Ha, ha, I just got that same email today, after I read this.

Posted
well women need to start thinking for themselves instead of getting their advice from these canned generic emails they forward to each other.

 

Are you feeling threatened, Mr. Alphamale, that the guy sending out these emails might uncover your manly secrets to the women? He actually makes some good points. It's not any different from self-help books and the like. I think women are smart enough to realize this is one guy's viewpoint and they're not taking it as the word of God as the Word of God on Ultimate Truth of Men.

Posted
well women need to start thinking for themselves instead of getting their advice from these canned generic emails they forward to each other.

 

Are you feeling threatened, Mr. Alphamale, that the guy sending out these emails might uncover your manly secrets to the women? He actually makes some good points. It's not any different from self-help books and the like. I think women are smart enough to realize this is one guy's viewpoint and they're not taking it as the word of God as the Word of God on Ultimate Truth of Men.

Posted
Are you feeling threatened, Mr. Alphamale, that the guy sending out these emails might uncover your manly secrets to the women? He actually makes some good points. It's not any different from self-help books and the like. I think women are smart enough to realize this is one guy's viewpoint and they're not taking it as the word of God as the Word of God on Ultimate Truth of Men.

 

Why should he feel threatened? No secrets in this piece of email.

 

I always say....when you sleep too early with him, only thing that can spoil it is your second thougts, doubts, fears, worries, guilt etc. Or that it was a case of Hit & Run - he wasnt interested in dating you from the start.

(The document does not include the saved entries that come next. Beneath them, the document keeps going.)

PR #5962, opened 2026-09-17
PMM-15509 Say why a diagnostics run failed, and when it never ran

nachodd:
## What

Support diagnostics (ATW) told an operator a run had failed but gave them nothing to act on: a failed row expanded onto stdout regardless of which stream held the error, "No output yet." lied about a finished run, tab labels clipped, an unlaunchable run showed only a raw sentinel code, and there was no way to retry a run or reopen the form that produced it.

**Shared framework** (`ui/packages/sep/framework`, used by every log-viewer consumer including MySQL Backups):
- `TaskLogViewer` opens on whichever of stdout/stderr the active step actually wrote to; sticks to an explicit tab choice; resets when switching runs.
- Wrap defaults on; tab labels no longer truncate.
- Empty pane reads "No output" once the run has finished, "No output yet." while it may still produce something.
- Step tabs render above the log body, hidden entirely for a single step.
- Execution events move into a collapsed "Technical details" section, with step scoping independent of the log's own steps.
- A non-failure terminal status (stopped/lost/stale/unlaunchable) renders as a plain sentence, via a `terminalRunNotes` module shared with `TaskRunDetailDrawer` (which drops its own copy to avoid a duplicate wherever the log viewer is also on screen).
- The 410 "executor gone" block leads with the sentence and host name; raw job/evaluation identifiers move behind an "Error details" expand.
- New `useHasDownloadableFiles` hook backs both `TaskHistoryTable`'s existing Download button (extracted, behavior-preserving) and ATW's Files button (previously unconditional).

**ATW plugin** (`ui/packages/plugins/atw`):
- Every execution row offers **"Edit parameters and run again"** (reopens the Collect form, pre-filled) and, once this browser tab remembers the batch it dispatched, **"Run again"** (replays it unchanged). Nothing re-runnable rides on the wire today (`masked_args` is a display string with credentials masked out), so remembering is session-local; without one, the form falls back to reselecting the snippet by exact-name search and reports plainly if that search finds nothing.
- "Files" only renders once a non-empty listing is confirmed.

## Why

Ticket: PMM-15509, from Pedro Fernandes' UX pass over the Tech Preview (finding P1 on PMM-15381, under the PMM-15217 umbrella). Builds on PMM-15415, which gave an unlaunchable run its own terminal status — this is the operator-facing half.

## Deliberately out of scope

Each blocked on a wire field that does not exist yet:
- First line of a failed row's error → **PMM-15524**
- Host-selection warning for scripts needing elevation (mandatory-only) → **PMM-15519**
- Associating an error with the parameter that caused it → **PMM-15523**

## Open questions for Pedro / Yan

1. Which tab opens when a failed run wrote to **both** stdout and stderr? Implemented: stdout keeps priority, stderr wins only when stdout is empty. A "failed run always opens on stderr" reading is a defensible alternative.
2. "Run again" only appears for a run **this browser tab** dispatched (nothing reusable is on the wire to survive a reload). Acceptable that the button appears on some rows and not others?
3. Does the raw unlaunchable/executor-gone detail belong in the same "Technical details" disclosure as Execution events, or is a separate "Error details" expand (as implemented) the right split?
4. Should the log viewer's Wrap toggle persist per user, like the tail-lines choice already does?

## Testing

- `pnpm --filter @sep/framework test` — 948 passing
- `pnpm --filter @sep/plugins-atw test` — 134 passing
- `pnpm --filter @sep/framework check-types` / `@sep/plugins-atw check-types` — clean
- `oxlint` / `oxfmt --check` on all touched files — clean
- Reviewed with reviewer agent; fixed a duplicated non-failure note between `TaskRunDetailDrawer` and the embedded `TaskLogViewer`, added no-match/error handling to the rerun-by-search fallback, and added a test for the shared-mutation cross-row disabling on "Run again".

## Base branch

Branched from `PMM-15205-sep-fb` per the SEP frontend-build convention (matches PMM-15451/15452/15453). Since this isn't based on `main`, CodeRabbit will not review it automatically.


mattiasimonato (commented):
One fix needed before this can go in. The rerun resolution reads the previous search's results, so reopening the form a second time picks the wrong snippet. Everything else I looked at holds up, and both suites pass on my machine (framework 948, atw 134).

ui/packages/plugins/atw/src/CollectPane.tsx
```diff
@@ -281,6 +326,70 @@ export function CollectPane({
...
+    }
+    if (rerunResolveQuery.isError) {
+      setResolvingRerunNonce(null);
+      setRerunResolveTerm(null);
+      setRerunResolveFailed(rerunRequest.snippetFilename);
+      return;
+    }
+    if (!rerunResolveQuery.isSuccess) {
+      return;
+    }
```
mattiasimonato, line 373: `useAtwSnippetSearch` sets `placeholderData: keepPreviousData`, so the moment `rerunResolveTerm` changes, the query is already `isSuccess` while still holding the previous term's items. This guard lets that stale page through, the `find` below misses, and the resolution gives up with "Could not find ...".

To see it: reload the page so nothing is remembered, click "Edit parameters and run again" on one row, then on a row with a different snippet. The second one warns and keeps the first snippet selected. After a reload every row takes this path, so it is the normal one, not an edge case.

You already use the precise signal for the picker at line 403.

```suggestion
    if (!rerunResolveQuery.isSuccess || rerunResolveQuery.isPlaceholderData) {
      return;
    }
```

With this plus the dep below, the 135 atw tests still pass.

ui/packages/plugins/atw/src/CollectPane.tsx
```diff
@@ -281,6 +326,70 @@ export function CollectPane({
...
+    if (match) {
+      setSelected([match]);
+      setRerunResolveFailed(null);
+    } else {
+      setRerunResolveFailed(rerunRequest.snippetFilename);
+    }
+  }, [
+    rerunResolveQuery.data,
+    rerunResolveQuery.isError,
+    rerunResolveQuery.isSuccess,
```
mattiasimonato, line 388: Keep the dep list in step with the guard above.

```suggestion
    rerunResolveQuery.isSuccess,
    rerunResolveQuery.isPlaceholderData,
```

pmcf-percona:
1. Open stderr whenever the run failed and stderr has content. Fall back to stdout only when stderr is empty. Successful runs keep opening on stdout.

2. Not acceptable as shipped. A button that exists on some rows and vanishes from all of them after a reload looks like a bug, and the operator has no way to learn the rule. Please hide "Run again" entirely for now and keep "Edit parameters and run again" on every row, since that one always works. When the backend can send back the real, re-runnable arguments, we bring "Run again" back on every row at once.

3. Merge them into a single collapsed "Technical details" section, with the raw error identifiers at the top and execution events below. The plain sentence (for example "This run never started: it needed sudo on pmm-server and the executor there does not allow it") must stay visible without expanding anything. Two collapsed sections next to each other make the user guess which one holds what, and both hold the same kind of content: raw material for a support engineer, not for the operator.

4. Persist the Wrap toggle per user: Yes. It should behave exactly like the tail-lines choice. A user who turns wrap off once expects it to stay off, and having one viewer setting remembered while the neighbouring one is not feels broken.

ui/packages/plugins/atw/src/CollectPane.tsx
nachodd: Fixed in 0359a3b30: guarded on `rerunResolveQuery.isPlaceholderData` (and added it to the effect's deps) so a stale page from the previous term's search can no longer stand in for the new one.

ui/packages/plugins/atw/src/CollectPane.tsx
nachodd: Fixed in 0359a3b30: added `rerunResolveQuery.isPlaceholderData` to the dependency list alongside the guard above.

nachodd (commented):
Fixed in 0359a3b30 — see the inline replies for the `isPlaceholderData` fix.

nachodd:
Fixed in 0359a3b30:

1. `TaskLogViewer` now opens on stderr whenever the run's terminal status is `failed` and the active step's stderr has content, falling back to stdout only when stderr is empty. A successful run still prefers stdout, and the existing "stdout empty, stderr not" fallback is unchanged for a run in progress.
2. "Run again" is now hidden on every row, everywhere — only "Edit parameters and run again" remains, which always works. The underlying mutation, error alert and remembered-dispatch plumbing feeding "Run again" were removed from `ResultsPane`; `IncidentWorkspacePage`'s remembered-dispatch map stays, since "Edit parameters and run again" still uses it to prefill exact values.
3. Merged: the executor-gone error's raw identifiers (job id, evaluation id, resource) now render inside the log viewer's own "Technical details" section, above execution events, instead of a second separate "Error details" expand. The plain summary sentence is unaffected and stays visible outside any collapse.
4. The Wrap toggle now persists to `localStorage` (`sep.taskLogViewer.wrap`) exactly like the tail-lines choice, and is restored on the next mount.

mattiasimonato (approved):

Dont become too clingy or distant.

 

What Carter advices you is to not pressure the guy with your fears etc. dont be clingy or insecure, b/c it tells him "she will make a hell of my life".

He has to decide on his own. People under pressure are not feeling happy/attracted and decisions made under pressure are not honest ones. Dont be impatient and let the relationship progress in easy way.

 

My advice:

 

If you made 5 steps forward, dont make the same mistake and take another 5 steps forward or panic and make 5 steps back or even worse.

Just settle down, take it easy and establish normal tempo. One step in a time.

 

And dont worry to be seen as "easy". Make the effort to let him see, that you can be "easy"/feel safe ONLY around HIM. And it is some fine compliment.